What if Milorad Pupovac had publicly condemned the criminal politics of the Croatian Serb
leadership during the war unequivocally, without simultaneously condemning the
Croatian leadership? What if as a result
of these gestures, President Kolinda Grabar Kitarovic and Prime Minister Zoran
Milanovic together appeared at the commemoration on 28 September of those
senselessly murdered in Varivode and other places after Operation Storm to express the sincere regret of the
entire Croatian people for the murders of
those innocent victims?
Unfortunately,
the persistent failure to acknowledge historical facts confirmed by the Hague
Tribunal continues to hamper reconciliation..

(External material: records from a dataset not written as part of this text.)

PR #1018, opened 2021-01-12
docs: testgrid branch builds proposal

DanStough:
Proposal for using TestGrid on Kurl branches. To be honest, considering the limitations here and the near-term utility of it, I'm thinking the time is better spent coming up with a strategy for supporting 3rd party addons, but I guess that's up to the team. 

Thanks to @laverya for working through these ideas with me. The installer spec was all him 🥇 .


design/tg-branches.md
```diff
@@ -0,0 +1,111 @@
...
+1. kurl.sh will be modified to allow any version for an addon in the spec with the `upstream_override` enabled.
+1. `tgrun` will be updated
+   1. Since this proposal will only really test updated addons, a flag to run only a single "latest" kurl installer against all OSes.
+   1. Flags to specify addon version and download url
+1. Modify install.sh to use `upstream_override` bucket path from the kurl spec.
+   1. Possibly modify `yamltobash` utils (and others?)
+1. Add a github action to run on a PR creation/update.
+   1. Do a diff and see if any of the addon dirs have been modified.
+   1. Push packages to `<s3>/pr` for modified dirs (wait?)
+   1. `tgrun queue --ref=<short commit>-pr-<#> --latest-only --version=contour=1.12.0 --upstream_override=<s3 url in previous step>`
```
areed, line 51: How does tgrun know which addons to override if there's a single flag `--upstram_override`. Wouldn't you need an upstream override flag for each addon?

areed (approved):

emosbaugh (approved):
Looks good!

design/tg-branches.md
emosbaugh: Could you make tgrun accept a spec?

DanStough: @areed good look. I was thinking it would look like the `version` flag: `--upstream_override=contour=<s3 url>`
Maybe better names would be `version_override` and `s3_override`?

@emosbaugh I think thank could work. Like a `kubectl patch`, right? I think the only thing I don't like about that is then I think you need a spec file hanging the repo around for convenience, but maybe there is a better.

design/tg-branches.md
```diff
@@ -0,0 +1,111 @@
...
+1. The Kurl installer spec will be updated to allow installers to be generated with `upsteam_override`.
+1. kurl.sh will be modified to allow any version for an addon in the spec with the `upstream_override` enabled.
+1. `tgrun` will be updated
+   1. Since this proposal will only really test updated addons, a flag to run only a single "latest" kurl installer against all OSes.
+   1. Flags to specify addon version and download url
+1. Modify install.sh to use `upstream_override` bucket path from the kurl spec.
+   1. Possibly modify `yamltobash` utils (and others?)
+1. Add a github action to run on a PR creation/update.
+   1. Do a diff and see if any of the addon dirs have been modified.
+   1. Push packages to `<s3>/pr` for modified dirs (wait?)
```
markpundsack, line 50: Why do things need to be pushed to s3 as opposed to pulled from GitHub directly?

design/tg-branches.md
```diff
@@ -0,0 +1,111 @@
...
+   1. `tgrun queue --ref=<short commit>-pr-<#> --latest-only --version=contour=1.12.0 --upstream_override=<s3 url in previous step>`
+   1. (Optional) Poll results and/or add TestGrid url in PR.
+
+### Limitations
```
markpundsack, line 54: `latest` won't work for all addons, and only some are included by default.

design/tg-branches.md
```diff
@@ -0,0 +1,111 @@
...
+Initial testing will be challenging considering it requires changes to a lot of the components. 
+Proposing to break this up into these PRs to mitigate risk and manage code review:
+- Change kurl.sh web to adopt new kurl spec, run test suite.
+- Modify `tgrun` with proposed changes, test that kurl.sh install fail for the new spec format. 
+- Thorough manual testing for changes to install.sh that pull from the repository.
+- Attempt an addon upgrade and see that the GH action produces the desired affect.
+
+Regressions should be detected  quickly as this will run as part of the PR process on the repo. 
+
+## Alternatives Considered
```
markpundsack, line 96: Could it be possible to specify an installer ID to run for a given PR? Perhaps by using a convention of branch naming where you can deduce the installer ID? This could get around addons that aren't in `latest`, as well as helping with new addons.

design/tg-branches.md
DanStough: I think you could clone the git repo and run the addons from there, but IMHO I think it's a smaller code shift to work with the S3 handling already built into kurl install.sh and the scripting in the repo for pushing packages.

design/tg-branches.md
DanStough: This is a really good point I didn't think of. When I look at the current addons though, none of them are mutually exclusive (except for the CRI).  In that case I see the override flags just appending to the default latest installer, which will generate a non-latest id for the installer.

design/tg-branches.md
DanStough: If I'm understanding how everything works, I think you could easily make a `tgrun --installer-id=<id>` flag to test a specific installer against all OSes, which could be independently valuable in the future for testing an arbitrary installer instead of the just the ones coded into `tgrun`. 

Not sure this would help with PRs though. To have an installer ID, the web api has to receive a spec. So someone would need to submit the spec manually (defeats the purpose), or you generate the ID based on a spec sent automatically as part of the PR (the current proposal using `tgrun`).

New addons will always be a problem because install.sh needs to be updated to handle the new addon, but can't be rendered until a new version of the web api is pushed.

PR #1019, opened 2021-01-13
feat: add s3 bucket override to installer spec

DanStough:
PR 1 of 3-ish.

Added the the new field `s3Override` field to the kurl web api per design doc.

Pretty sure this will break install.sh if anyone tried to use the new field, but considering it's not really for general, use I'd rather have the review now and have someone push back on merging.

### DIFF
--- a/web/src/installers/index.ts
+++ b/web/src/installers/index.ts
@@ -17,6 +17,7 @@ interface ErrorResponse {
 
 export interface KubernetesConfig {
   version: string;
+  s3Override?: string; 
   serviceCidrRange?: string;
   serviceCIDR?: string;
   HACluster?: boolean;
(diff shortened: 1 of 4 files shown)


web/src/installers/index.ts
```diff
@@ -10,13 +10,15 @@ import { MysqlWrapper } from "../util/services/mysql";
 import { instrumented } from "monkit";
 import { logger } from "../logger";
 import { Forbidden } from "../server/errors";
+import { consoleReporter } from "replicated-lint/dist/cmdutil/reporters";
```
areed, line 13: Is this needed?

web/src/test/installers.ts
```diff
@@ -506,6 +538,14 @@ spec:
           expect(out).to.equal(undefined);
         });
       });
+
+      describe("unknown versions w/ overrides", () => {
+        it("=> void", () => {
+          const out = Installer.parse(overrideUnknownVersion).validate();
+          console.log(out)
```
areed, line 545: Was this for dev only?

areed (approved):

web/src/installers/index.ts
DanStough: Nope, removing.

web/src/test/installers.ts
DanStough: Yeah, also removing.

PR #1020, opened 2021-01-14
Containerd auto

areed:
[Example PR](https://github.com/replicatedhq/kURL/pull/1023)

Includes a new type for the Manifest, `dockerout`, which takes a dockerfile, output dir, and version. The bin/save-manifest-assets.sh script will build a contextless image from the Dockerfile and run the default command and include everything in the `/out` directory of the container in the addon package.


addons/containerd/template/base/Manifest
```diff
@@ -0,0 +1,8 @@
+image pause k8s.gcr.io/pause:3.1
+image pause k8s.gcr.io/pause:3.2
```
laverya, line 2: why two pause versions?

areed: This should be 3.1 for containerd 1.3 and 3.2 for 1.4. I'll update.

Containerd overrides the pod sandbox image so depending on the version of Kubernetes installed, the Kubernetes airgap package may not contain the pause version that containerd actually uses.

laverya (approved):

PR #1027, opened 2021-01-15
Generate containerd versions

areed:
Also add containerd versions to testgrid and enable manually triggering the workflow.

### DIFF
--- a/web/src/installers/index.ts
+++ b/web/src/installers/index.ts
@@ -17,7 +17,7 @@ interface ErrorResponse {
 
 export interface KubernetesConfig {
   version: string;
-  s3Override?: string; 
+  s3Override?: string;
   serviceCidrRange?: string;
   serviceCIDR?: string;
   HACluster?: boolean;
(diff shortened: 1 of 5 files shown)


web/src/installers/index.ts
```diff
@@ -594,10 +594,7 @@ export class Installer {
       "19.03.4",
       "18.09.8",
     ],
-    containerd: [
-      "1.3.7",
-      "1.2.13",
-    ],
+    containerd: [ "1.3.7", "1.2.13"], // cron-containerd-update
```
emosbaugh, line 597: why no 1.4.3 here?

emosbaugh (approved):

web/src/installers/index.ts
laverya: And 1.3.9

laverya (approved):

web/src/installers/index.ts
areed: I was leaving those for the automated PR to fill in to confirm it's working.

PR #1028, opened 2021-01-15
feat(installer): add s3 override to install tooling

DanStough:
Adding support to the actual install script for using the s3 override property. I test against a new version of the metrics server that I'll use to benchmark the PR process in the end. Also made sure it worked with an existing installer ID with a valid DIST_URL.


scripts/common/addon.sh
```diff
@@ -105,6 +110,17 @@ function addon_load() {
     load_images $DIR/addons/$name/$version/images
 }
 
+function addon_fetch() {
+    local url=$1
+
+    local archiveName=$(basename $url)
```
emosbaugh, line 116: Do we prefer snake or camel case? Seems to be a mix in this pr

emosbaugh (approved):

scripts/common/addon.sh
DanStough: Hmm. Looking at the other scripts, locals are camel case and functions are snake case. I'll change my PR to be consistent. IMHO I would make everything snake case - looks like that's the [Google Style guide ](https://google.github.io/styleguide/shellguide.html#s7-naming-conventions) as well.

PR #1030, opened 2021-01-15
Fix containerd version order

areed:


addons/containerd/template/script.sh
```diff
@@ -27,19 +27,19 @@ function find_common_versions() {
     docker build -t ubuntu18 -f Dockerfile.ubuntu18 .
     docker build -t ubuntu20 -f Dockerfile.ubuntu20 .
 
-    CENTOS7_VERSIONS=($(docker run --rm -i centos7 yum list --showduplicates containerd.io | grep -Eo '1\.[[:digit:]]+\.[[:digit:]]+' | grep -vE '1\.[012]\.' | sort | uniq))
+    CENTOS7_VERSIONS=($(docker run --rm -i centos7 yum list --showduplicates containerd.io | grep -Eo '1\.[[:digit:]]+\.[[:digit:]]+' | grep -vE '1\.[012]\.' | sort | uniq | tac))
```
laverya, line 30: why not just `sort -r`?

laverya (approved):

addons/containerd/template/script.sh
areed: Updated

Vucic continues to deny genocide at Srebrenica despite numerous ICTY
judgments and an ICJ judgment confirming
it was genocide. Vucic and Pupovac
organize a “day of mourning” on 5 August, the day Croatia celebrates its
liberation from what the Hague Tribunal has confirmed was a Serbian criminal
enterprise. They both continue to insist that over 200,000 Serbs were
“expelled” from Croatia, despite ICTY rulings that refute this claim. And they
both claim that “victims of the wars in the 1990s should be remembered
equally,” something that both men would
condemn if the victims in question were
World War II victims.
Let’s
hope that one day, Vucic and Pupovac recognize that holding a “day of mourning”
on the day of Croatia’s liberation is as provocative as Croatia holding a “day
of mourning” for the victims of the Way of the Cross on 8 May, Victory Day in
Europe. We need less provocations, and more statesmen-like measures.
Like acknowledging the genocide in Srebrenica, or the criminal nature of
the Republika Srpska Krajina. We also
need Croatia’s leaders to acknowledge
the pain felt by Serbs for the crimes committed after Operation
Storm. Perhaps 28 September, the
anniversary of the murders in Varivode, would be an appropriate day.
But not 5
August. 5 August is Croatia’s day, the
day when we celebrate the country’s liberation from an evil political
project, a day when we give thanks for
those that led Croatia to victory. And
when we remember each and every soldier who gave his life, or a part of his
body or mind, so that every one of Croatia’s citizens can live in freedom.
Neka
im je vjecna slava i hvala (Let their glory be eternal).